Work to be completed
Pull out every line below that holds the word "really".

━━━ Record extracts ━━━

PR #827, opened 2024-07-18
feat(storage): `init` option and rename `defaultValue` to `fallback`

aklinker1:
This closes https://github.com/wxt-dev/wxt/issues/823

PR #846, opened 2024-07-23
feat(storage): initialize item with default value

veryCrunchy:


aklinker1:
@veryCrunchy Why do you need to re-initialize a value? What's your use-case?

veryCrunchy:
@aklinker1 Since I seem to have trouble explaining things in a way that's clear and easy to understand, I've let ai sum it up for me;

Your explanation captures the essence of `reInit` quite well. Here’s a refined version that maintains clarity and emphasizes the key benefits:

---

The `reInit` method simplifies the process of resetting and synchronizing stored values by leveraging the initialization logic defined within the item itself. Here's why this is beneficial:

1. **Streamlined State Management**:
   - By defining the initialization logic directly within the item, you can easily manage state changes. For instance, when a user logs in with a new account, you can call `reInit` to update the stored user ID without manually handling the reset logic elsewhere.

2. **Seamless Synchronization**:
   - If your stored data needs to align with external sources (such as a database or API), `reInit` ensures that the stored value is updated according to the latest external data. This avoids discrepancies and keeps your application state in sync with external changes.

3. **Encapsulation of Initialization Logic**:
   - Instead of having separate functions for resetting or initializing values, the logic is encapsulated within the item definition. This simplifies your codebase by reducing the need for additional imports and separate reset functions.

### Example Use-Cases

- **User Session**: Resetting user-related data when a new account is logged in.
- **Feature Flags**: Updating feature flags based on configuration changes or external settings.

By using `reInit`, you streamline state management and ensure that your stored values remain consistent with their intended initialization logic.

---

This explanation underscores the convenience and effectiveness of `reInit` in managing and synchronizing data.

aklinker1:
> Example Use-Cases
> - User Session: Resetting user-related data when a new account is logged in.
> - Feature Flags: Updating feature flags based on configuration changes or external settings.

This is what I was looking for, thanks 😄

Neither of these cases make sense to me. Both are easily solved by just calling `setValue` instead of putting things like network requests inside the `init` option...

From an code organization perspective, think of the storage items as your persistence layer, not the service layer. You don't put business logic in repos, you put business logic in services.

For example, for user session account management, this is how I would implement it at a high level:

```ts
const user = storage.defineItem<User>('local:user');
const preferences = storage.defineItem<Preferences>('local:preferences')

async function login(username, password) {
  const newUser = await fetchUser(username, password)
  const newPreferences = await fetch preferences(newUser);

  await user.setValue(newUser)
  await preferences.setValue(newPreferences)
}
```

Or feature flags fetched from an API:

```ts
const featureFlags = storage.defineItem('local:feature-flags', {
  fallback: {...},
})

scheduleJob('every 30m', async () => {
  const latestFlags = await fetchFeatureFlags();
  await featureFlags.setValue(latestFlags);
})
```

In both these cases, set value works just fine, and the code is organized with all related logic together. I don't see how `reInit` would simplify this code or make it more organized.

aklinker1:
One potential use-case I see is analytics session ids. Having a way to quickly regenerate a new ID at the beginning of a session would be useful. But in that case, I'm either using the `browser.storage.session` or `sessionStorage`; the first, `init` would work as-is and the second isn't extension storage.

aklinker1:
@veryCrunchy I already have a PR open for this change, minus `reInit`. I would hold off on doing more work until you convince me the feature is necessary. https://github.com/wxt-dev/wxt/pull/827

aklinker1:
@veryCrunchy I merged [my PR](https://github.com/wxt-dev/wxt/pull/827), putting together a big release and wanted to include that one. Feel free to keep this open and add `reInit` if you feel strongly about it :)

Issue #784, opened 2024-06-30
Don't use `webextension-polyfill` by default


aklinker1:
### Feature Request

Currently, WXT's `browser` is the default export from `webextension-polyfill`. However, now that Chrome doesn't support MV2 extensions, and Firefox has MV3 support, it's not really doing anything anymore... It's main features were:

1. Add promise-based API to chrome's MV2 implementation
2. Providing a single global variable so you don't have to use both `chrome` and `browser`

However, those two features are no longer necessary:

1. Add promise-based API to chrome's MV2 implementation
   - Firefox and other browsers all support MV3 now, and Firefox's MV2 APIs are already promise-based. So you can write promise-based API calls and it will work on all browsers
2. Providing a single global variable so you don't have to use both `chrome` and `browser`
   - All browsers now support the `chrome` global, but WXT will continue to re-export it's own `browser` variable.

So how is WXT going to remove the polyfill?

First, it will provide some flag in config to continue using it if you want, but the polyfilll will not be the default. It will be moved to an optional peer-dependency so it's not even installed if it doesn't have to be.

Second, we'll be replacing `@types/webextension-polyfill` with `@types/chrome`. This will address lots of the problems with missing API and manifest types, at the cost of not being able to use type errors to know what's supported by all browsers and what's not. Either way, both ways have problems, but I think `@types/chrome` will provide a better DX.

Finally, we'll need to update `wxt/testing` to make sure it properly fakes the API. Not sure if `@webext-core/fake-browser` is still the best option for providing a fake version during development. _Edit: Been looking and can't find anything else on NPM_

So in summary, you shouldn't have to make any changes to your source code or tests. That's the goal, to make this transition as seemless as possible. You'll be able to opt into using the polyfill from `wxt.config.ts`. There will be breaking changes to types, don't think I can get around that.

If you use a library that includes the polyfill, it will work just fine, the polyfill will still be included.

#### Is your feature request related to a bug?

https://github.com/wxt-dev/wxt/issues/506 - The `vite-node` solution works well, but the polyfill is getting in the way.

https://github.com/wxt-dev/wxt/issues/521 - Improve manifest typing

https://github.com/wxt-dev/wxt/issues/299 - Improve runtime API typing

### What are the alternatives?

N/A

### Additional context

- Discord: https://discord.com/channels/1212416027611365476/1253736416425410560

aiktb:
Does the default build target for `wxt build -b firefox` change to MV3?

[...]

PR #847, opened 2024-07-23
feat(experimental): First-class support for excluding `webextension-polyfill`

aklinker1:
> [!WARNING]
> If you were previously using `disableWebextensionPolyfill`, here's how to migrate to the new setting:
>
> ```diff
> experimental: {
> - disableWebextensionPolyfill: true,
> + extensionApi: "chrome",
> }
> ```

Apart of #784, this PR refactors the experimental flag for removing the `webextension-polyfill` from your bundled extension.

Before, it was a blanket replacement - even if a NPM package depended on the polyfill, the polyfill would be stripped out of the bundle, often times breaking the package's functionality.

Now, WXT will use `wxt/browser/chrome` instead of `wxt/browser`. This new module just exports the `chrome` or `browser` global based on the runtime browser. If a NPM package imports the polyfill, the polyfill will be included and the NPM package will function normally!

To enable this new functionality, add the following option to your `wxt.config.ts`:

```ts
export default defineConfig({
  extensionApi: "chrome",
});
```

Note that this is an experimental feature, and I need help testing it out!


packages/wxt/src/__tests__/storage.test.ts
```diff
@@ -1,6 +1,6 @@
 import { fakeBrowser } from '@webext-core/fake-browser';
 import { describe, it, expect, beforeEach, vi, expectTypeOf } from 'vitest';
-import { browser } from '../browser';
+import { browser } from 'wxt/browser';
```
aklinker1, line 3: Because we're using `mkdist` now, we can import from `wxt/browser` and it will be resolved from the NPM module instead of using the local file, and this will be replaced with `wxt/browser/chrome` when using `extensionApi: "chrome"`

packages/wxt/src/core/builders/vite/plugins/resolveExtensionApi.ts
```diff
@@ -0,0 +1,27 @@
+import { ResolvedConfig } from '../../../../types';
+import type * as vite from 'vite';
+
+/**
+ * Apply the experimental config for which extension API is used. This only
+ * effects the extension API included at RUNTIME - during development, types
+ * depend on the import.
+ *
+ * NOTE: this only works if we import `wxt/browser` instead of using the relative path.
```
aklinker1, line 9: TODO: Add eslint rule to ensure this works.

aklinker1:
Tested new mode here: https://github.com/aklinker1/github-better-line-counts/pull/34

Working like a charm!

PR #1742, opened 2025-06-14
Take browser port configuration into account

nimatrueway:
### Related Issue


fbenites:
Works for me (testing with selenium requires a different port which is not set without this PR, I used the line for chromium and it works, else I get a  ERROR  connect ECONNREFUSED 127.0.0.1:38899                                                                                                                               5:23:06 PM

    at TCPConnectWrap.afterConnect [as oncomplete] (node:net:1634:16))

aklinker1:
Closing in favor of #1818

PR #1751, opened 2025-06-16
fix: rootDir, not srdDir for public/_locales

mjfaga:
### Overview

Fixing docs to call use the `rootDir`, not the `srcDir` when configuring the `public/_locales` directory.

### Manual Testing

N/A

### Related Issue

N/A


aklinker1 (approved):
Woops, thanks!

PR #1764, opened 2025-06-19
refactor: Use `script.text` instead of `innerHTML` in `injectScript`

ion1:
### Overview

`script.innerHTML` seems to act like `script.text` and not do anything unsafe with special characters, but it seems more appropriate to use `text`.

### Manual Testing

Any `injectScript` invocation in MV2 mode will hit the code path. I have tested it in Firefox.

### Related Issue

N/A


aklinker1:
Hey, thanks for your PRs! I'm back from a break and I am going through all the PRs oldest to newest, prioritizing bugs. So it might be a few weeks before I get to these 🙏

aklinker1 (approved):
OK, tested and this seems to work. Probably safer than `innerHTML`.

Issue #1754, opened 2025-06-17
Passing an UnlistedScriptDefinition to injectScript


ion1:
### Feature Request

It would be nice if the build system substituted the path of the script in the `injectScript` call as follows.
```ts
// main-injected.ts
export default defineUnlistedScript(/* ... */);
```
```ts
// isolated.content.ts
import mainInjected from "./main-injected";

export default defineContentScript({
  matches: ["https://example.net/*"],
  async main() {
    await injectScript(mainInjected);
  },
});
```

Thanks!

#### Is your feature request related to a bug?

N/A

### What are the alternatives?

Keeping things as-is.

### Additional context

N/A

PR #1765, opened 2025-06-20
[Advice needed] feat: Have injectScript return the return value of the script

ion1:
### Overview

A sketch for having `injectScript` return the result value from the script. The code _works_, but it currently has changes to virtual/unlisted-script-entrypoint.ts that only work with `injectScript` while being broken with the `browser.scripting` API.

I would like to get feedback on how you would like that to be resolved. Some options I can think of:
- Have the entrypoint detect whether it is being run from `injectScript` or `executeScript`. I do not know how to achieve that reliably. `document.currentScript` can be overridden by the web page using `Object.defineProperty`, so its value might not be a reliable way to determine that.
- Build separate entrypoints depending on whether the script is injected using `injectScript` or `executeScript`.

### Manual Testing

Use `injectScript` on a script which either returns a value or throws an exception; see that `injectScript` returns the value or rethrows the exception.

### Related Issue

#1754 proposes having a way to pass an `UnlistedScriptDefinition` rather than the filename to `injectScript`. If something like that was implemented, the type of the return value of `injectScript` could be based on the type of `main` within the `UnlistedScriptDefinition`.

### DIFF
--- a/packages/wxt/src/utils/inject-script.ts
+++ b/packages/wxt/src/utils/inject-script.ts
@@ -1,5 +1,6 @@
 /** @module wxt/utils/inject-script */
 import { browser } from 'wxt/browser';
+import { waitForScriptResultEvent } from './internal/script-result';
 
 export type ScriptPublicPath = Extract<
   // @ts-expect-error: PublicPath is generated per-project
@@ -16,7 +17,8 @@ export type ScriptPublicPath = Extract<
  * Make sure to add the injected script to your manifest's
  * `web_accessible_resources`.
  *
- * @returns A result object containing the created script element.
+ * @returns A result object containing the created script element and the return
+ * value of the script.
  */
 export async function injectScript(
   path: ScriptPublicPath,
@@ -39,6 +41,7 @@ export async function injectScript(
   // For MV2: Inline scripts execute synchronously when appended
   // For MV3: We need to wait for the load event
   const loadedPromise = isManifestV2 ? undefined : makeLoadedPromise(script);
+  const resultPromise = waitForScriptResultEvent(script);
 
   await options?.modifyScript?.(script);
 
@@ -49,9 +52,11 @@ export async function injectScript(
   }
 
   await loadedPromise;
+  const result = await resultPromise;
 
   return {
     script,
+    result,
   };
 }
 
@@ -100,4 +105,8 @@ export interface InjectScriptResult {
    * for them via `document.currentScript`.
    */
   script: HTMLScriptElement;
+  /**
+   * The return value of the script.
+   */
+  result: unknown;
 }
--- a/packages/wxt/src/utils/internal/script-result.ts
+++ b/packages/wxt/src/utils/internal/script-result.ts
@@ -1,0 +1,161 @@
+// The `MAIN` world script cannot use `browser.runtime.id`, but the uniqueness
+// of the event name is not an issue as the event is only dispatched on a
+// specific `script` element which is detached from the document.
+const SCRIPT_RESULT_EVENT_NAME = 'wxt:script-result';
+
+/**
+ * Dispatch a `CustomEvent` for a successful script result which carries a
+ * result value.
+ */
+export function dispatchScriptSuccessEvent(
+  target: EventTarget,
+  value: unknown,
+): boolean {
+  return dispatchScriptResultEvent(target, scriptSuccess(value));
+}
+
+/**
+ * Dispatch a `CustomEvent` for a failed script result which carries an `Error`
+ * value.
+ */
+export function dispatchScriptErrorEvent(
+  target: EventTarget,
+  error: Error,
+): boolean {
+  return dispatchScriptResultEvent(target, scriptError(error));
+}
+
+function dispatchScriptResultEvent(
+  target: EventTarget,
+  result: ScriptResult,
+): boolean {
+  return target.dispatchEvent(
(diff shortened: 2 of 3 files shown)


PatrykKuniczak:
@ion1 Are you have a plan to go on with that?

If yes, let's tell us, what type of advice you need, what info we can provide to let you through.

PatrykKuniczak:
@ion1 One more poke :)

ion1:
Hi,

Sorry I didn't manage to respond more quickly.

The issue is that code executed via `injectScript` needs to output its result value via communication through the DOM while code executed via `browser.scripting` needs to simply return it.

I'm not sure what would be the best way to handle the difference. Separate entry points? Some kind of reliable detection within a single entry point? I would appreciate your thoughts on this.

The draft just makes it work for `injectScript` while neglecting `browser.scripting`.

I am still interested in this feature, but unfortunately I cannot make any promises as to when I will have the energy to work on it next.

PatrykKuniczak:
@ion1 Thanks, i'll take a look on that, maybe today and try to give you my feedback.
But anyway we need approval for selected solution from @aklinker1

ion1:
Rebased on main.

packages/wxt/src/utils/internal/script-result.ts
```diff
@@ -0,0 +1,161 @@
...
+    result != null &&
+    typeof result === 'object' &&
+    'type' in result &&
+    typeof result.type === 'string' &&
+    ((result.type === 'success' && 'value' in result) ||
+      (result.type === 'error' &&
+        'error' in result &&
+        isDeconstructedError(result.error)))
+  );
+}
```
PatrykKuniczak, line 112:
```suggestion
  return (
    ((result.?type === 'success' && 'value' in result) ||
      (result.?type === 'error' &&
        'error' in result &&
        isDeconstructedError(result.error)))
  );
}
```
i hope this works the same way

packages/wxt/src/utils/inject-script.ts
```diff
@@ -100,4 +105,8 @@ export interface InjectScriptResult {
    * for them via `document.currentScript`.
    */
   script: HTMLScriptElement;
+  /**
+   * The return value of the script.
+   */
+  result: unknown;
```
PatrykKuniczak, line 111: should be typed
` A result object containing the created script element and the return value of the script.`

That's mean, you know at least that will be script, and you can pass e.g generic type param here, from that script return type

packages/wxt/src/virtual/unlisted-script-entrypoint.ts
```diff
@@ -1,42 +1,40 @@
...
-    throw err;
-  }
-  let result;
+// TODO: This only works with injectScript, not the scripting API.
+
+(async () => {
   try {
-    result = definition.main();
+    const script = document.currentScript;
+    if (script === null) {
```
PatrykKuniczak, line 14:
```suggestion
    if (document.?currentScript) {
```

packages/wxt/src/utils/internal/script-result.ts
PatrykKuniczak, line 1: This should be split to at least 3 files.
1 for dispatch helpers, 1 for errors and 1 "main"

PatrykKuniczak (changes requested):
Overall, before those changes, you need advice from @aklinker1
Because i don't have that much knowledge about project and don't want to make that big decision.

If you'll have suggestion/approval from aklinker and make necessary changes(if needed), i'll review it more precisely 😄

packages/wxt/src/utils/internal/script-result.ts
aklinker1: 🤷 one file is fine with me

aklinker1 (commented):
Alright, read through it. Makes sense, message passing is really the only way to do this.

Instead of stuffing this into `injectScript`, maybe we build a new util on top of it. If people want to use it, they can. If they don't, it's tree-stripped out.

```ts
import { evalScript } from 'eval-script/parent'

const res = await evalScript("/unlisted.js", ...args)
console.log(res) // "something"
```

```ts
import { defineEvalScript } from 'eval-script/child'

import defineEvalScript((...args) => {
  return "something";
})
```

That seems like the best approach to me, but the bigger question is if I want to be responsible for maintaining this... I don't think I do. Given how long it took for me to respond to this PR lol. Gotta be picky.

If there's interest, I might be willing to make it an official WXT package, like `@wxt-dev/storage`. But at least in my use-cases, it just doesn't seem like a util most extensions would need. But I could be wrong.

So how about this... Create an issue for this featur. If it gets, let's say, 50 👍 or other positive reactions I'll be down to add the package for it, maybe even add it to the core `wxt`.

> If you're willing to own the util and fix bugs or implement other features, that would help me out a ton too.

packages/wxt/src/utils/internal/script-result.ts
PatrykKuniczak: @aklinker1 OOOOOO right.

If this massive ifs, will be shortify this can be fine also for me.

PatrykKuniczak:
@ion1 Let's open https://github.com/wxt-dev/wxt/discussions and link this PR, it can be easier to gain 50 👍

PatrykKuniczak:
@ion1 Closing, if you'll open [discussion](https://github.com/wxt-dev/wxt/discussions) and recived 50 votes, feel free to link it there and reopen PR 😄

━━━

Output of the exercise
Currently, WXT's `browser` is the default export from `webextension-polyfill`. However, now that Chrome doesn't support MV2 extensions, and Firefox has MV3 support, it's not really doing anything anymore... It's main features were:
Alright, read through it. Makes sense, message passing is really the only way to do this.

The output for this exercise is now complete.